We need good open-source language tools

helgihg · Post by **helgihg** » Sun Apr 22, 2007 3:51 pm

Hi.

This is going to be a long one. First, this has nothing to do with money. I'm not offering a job.

If I were, this would be in the job-section but it's in the language-section for a reason.

Last year, when I had been in Finland fo about a month, I started working on a tool to help me analyzing Finnish. I eventually got a job so I didn't have time to continue it and in a frantic episode of stupidity, I've managed to lose the code. However, I want to start it again because I'm quite certain that it's not difficult at all.

Here are the technical basics.

* Name *
I like the name "Lingbase", short for "Linguistics Base", but I'm open to suggestions. The components will be called for example "Lingbase Dictionary", "Lingbase Analyzer" and so forth, but the whole project will be called Lingbase, unless someone has better ideas.

* PHP *
It will be PHP. Interested developers, please, let's not argue about this one.

PHP is a very easy language, it's easy to learn and easy to maintain. Virtually any kind of programmer can do decent PHP, and that's the primary reason for me selecting this language. Furthermore, and perhaps more importantly, the PHP license is perfect for open-source development (whereas Java for example, is not, at least not yet). If you can do Java, C or C++, you can do PHP.

* MySQL *
I don't really care what database will be used, but I still think MySQL or PostgreSQL are good choices since invariably, PHP programmers know either or both. I'll start with MySQL, but using PostgreSQL later on shouldn't really be a problem, and likely not even a necessity.

* Linux *
Of course it will run on Linux because Linux 0wnz u noob. Of course, a programmer can use whatever operating system they like, but the software itself will be designed to run on Linux specifically (which means that virtually any Unix-clone will work just as well).

And now I'll rant a bit on with what exactly I have in mind.

* The trick *
The "trick" to this piece of software will be what I call user-development. A good example is MediaWiki (which Wikipedia runs on), where the user-community itself takes care of maintaining the information itself. Developers only have to know a few words of Finnish because the software will be community-based. In fact, the idea is to help people learn Finnish, so people that are actually in the process of learning Finnish are perfect for this.

Actually, the software will be a few components that will work together.

* Dictionary *
This is a bit more complex than it sounds. This is the underlying component on which all other components depend. The problem here is that all forms of each base word must be included and marked specifically what kind of bending they are. For example, "asua" (to live as in "I live in Finland") is a base, the word you find in any dictionary. "Asun", "asut", "asuvat" and so forth are bendings of this word, and those must be included too.
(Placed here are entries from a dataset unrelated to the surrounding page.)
PR #466, opened 2026-09-06
fix(portal): accept bulky file filter lists instead of rejecting them

JoeJoeflyn:
## Description

Clicking "attach files" on github.com opened nothing: GitHub sends its accepted-types list as one file filter with 100+ MIME rules, and the portal backend's request hardening capped a single filter at 64 rules and rejected the whole request (`Backend call failed: a file filter has too many rules` in the journal), so the browser silently failed (#465).

Filter-list size is not an abuse signal worth refusing a dialog over. Large but well-formed lists are now accepted — the rule budget only logs when exceeded. Genuinely malformed input (too many filters, backtracking-heavy globs, overlong strings and labels) is still rejected as before.

## Visual evidence

https://github.com/user-attachments/assets/f4ac4ae8-30eb-44e3-bc8b-69033d8ec9e9

## How to test

1. Make Strata the FileChooser portal backend (`~/.config/xdg-desktop-portal/*.conf` with `org.freedesktop.impl.portal.FileChooser=strata;...`).
2. In Brave, open a GitHub PR or comment box and click attach.

**Expected result:** the Strata file chooser opens and files can be attached. Before the fix the request was rejected with "a file filter has too many rules" and no dialog appeared.

## Related issue

Closes #465

PR #504, opened 2026-09-06
fix(portal): accept file chooser requests with more than 32 filters

### LINKED ISSUE #498: fix(portal): accept file chooser requests with more than 32 filters
### Strata version

0.11.2 (source build, commit `5caa851`). The affected code path is unchanged on current `main` (`46c86c2`).

### Installation method

Built from source

Omarchy (Arch), Hyprland 0.56.2

### What happened?

Uploading a file to NotebookLM in a portal-aware Chromium browser does nothing. No file chooser appears at all — not Strata's, and not a fallback dialog. The click is silently swallowed.

The portal frontend logs the reason on every attempt:

```
Backend call failed: too many file filters
```

That message is Strata's own, from `validate_filters` in `src/portal.rs:385`, gated on `MAX_FILTERS: usize = 32` (`src/portal.rs:38`):

```rust
if filters.len() > MAX_FILTERS
    || current.is_some_and(|current| !filters.contains(current) && filters.len() == MAX_FILTERS)
{
    return invalid_argument("too many file filters");
}
```

NotebookLM's upload input accepts a long list of types (PDF, plain text, Markdown, several audio and document formats). Chromium expands that `accept` list into more than 32 separate portal filters, so Strata rejects the request with `InvalidArgument` before building a window, and the browser gets an error instead of a chooser.

This is a recurrence of #466 one axis over. That fix removed the per-filter and total *rule* caps because "filter-list size is not an abuse signal worth refusing a dialog over", but deliberately kept "too many filters" as a rejection. NotebookLM sends many separate filters rather than one filter with many rules, so it hits the cap that was left in place. The same reasoning applies: the FileChooser spec sets no limit on the number of filters, and a well-formed request from an ordinary web upload form is not abuse.

The inconsistency is visible within the same function — an over-budget rule count warns and accepts (`FILTER_RULE_WARNING_THRESHOLD`), while an over-budget filter count fails the whole request.

Impact: file upload is broken for any site whose `accept` list exceeds 32 types, with no user-visible error and no fallback. From the user's side the button simply does not work.

### Steps to reproduce

1. Enable Strata as the preferred FileChooser backend (`strata --install-portal`).
2. Open NotebookLM in a portal-aware Chromium browser, open a notebook, and click to add a source.
3. Observe that no file chooser opens.
4. Check the frontend log: `journalctl --user -u xdg-desktop-portal.service --since "10 minutes ago"` shows `Backend call failed: too many file filters`.

Any upload form offering more than 32 accepted types reproduces this; NotebookLM is just a convenient case.

### Expected behavior

The chooser opens and shows the requested filters. A filter list that is large but well formed should be accepted — trimmed or coalesced for display if the list is too long to present usefully — and never cause the request to be refused. Following the precedent set by #466, an excessive count should log a warning rather than fail.

### Screenshots or video

N/A — the failure is that no window appears.

### Relevant logs

```shell
$ journalctl --user -u xdg-desktop-portal.service --since "1 hour ago"
xdg-desktop-portal[…]: Backend call failed: too many file filters
xdg-desktop-portal[…]: Backend call failed: too many file filters
xdg-desktop-portal[…]: Backend call failed: too many file filters
```

(Repeats once per upload attempt. Hostname and PID removed.)

### Additional context

Reproducible, not intermittent.

`src/portal/tests.rs:242` builds a `(0..=MAX_FILTERS)` case asserting the current rejecting behavior, so that test needs updating alongside the fix.

Analysis of the failing path is from the frontend log plus the source; I have not stepped through the request itself. `python3 scripts/portal-test.py filters --binary target/debug/strata` extended past 32 filters would confirm it directly.

spandan11106:
## Description

Uploading a file to NotebookLM in a portal-aware Chromium browser opened no chooser at all — not Strata's, and no fallback. The portal frontend logged `Backend call failed: too many file filters` on every attempt.

NotebookLM's upload input accepts more than 32 types, and Chromium expands that `accept` list into one portal filter per type. `validate_filters` capped the list at 32 (`MAX_FILTERS`) and rejected the entire request with `InvalidArgument` before building a window, so the browser got an error instead of a dialog and the user got silence.

This is #466 one axis over. That fix removed the per-filter and total *rule* caps on the grounds that a large but well-formed filter list is not an abuse signal worth refusing a dialog over, but deliberately kept the filter *count* as a rejection. A site that sends many separate filters rather than one filter with many rules lands on the cap that was left standing, with the same failure and the same absence of any user-visible error. The inconsistency was visible inside one function: an over-budget rule count warned and accepted, an over-budget filter count failed the request.

The count now only warns, matching the rule budget's precedent. Genuinely malformed input — backtracking-heavy globs, overlong strings, oversized choice lists — is still rejected.

Accepting long lists exposed a second defect in the chooser itself, reported in review: the filter dropdown was not scrollable. Its options went into a plain `GtkBox` inside a popover, so a long list grew the popover past the screen and its ends could not be reached. The list now sits in a `GtkScrolledWindow` bounded to the room beside the button, and opens toward the roomier side so a control near the window bottom is not squeezed into the last few pixels. Choice dropdowns share the widget and get the same treatment.

## Visual evidence

Before and after, with an 80-filter request, are in `docs/screenshots/498/`.

Before, clicking **Filter** produced no visible list: the popover was sized to all 80 rows and placed off-screen. On a desktop session the same list appeared clipped at the top and bottom screen edges.

After, the list is bounded, opens upward because the control sits near the window bottom, and scrolls through the rest.

The portal rejection itself has no visual evidence to show — the bug was that no window appeared at all.

## How to test

1. Enable Strata as the preferred FileChooser backend (`strata --install-portal`).
2. Build this branch and let it serve the portal.
3. Open NotebookLM in a portal-aware Chromium browser and click to add a source.

Alternatively, without touching desktop portal config, drive the backend directly with more than 32 filters:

The exact bending must also be registered, for example "asun" is 'first-person singular' and "asumme" is 'first-person plural'. What makes things even more complex, is that the definitions of these bendings must also be configurable because the idea is to support multiple languages from the beginning, and properties of languages are notoriously variable..

Example.

Let's say that we want to add the word "asua" to our dictionary. We'll begin with the native form, which is just "asua" (although the so-called stem is presumably "asu").

There will be switches (configurable by language) that a user marks. Typical switches are "person:first", "count:plural" and so forth. I'm not sure how to explain this properly, I hope it's clear already.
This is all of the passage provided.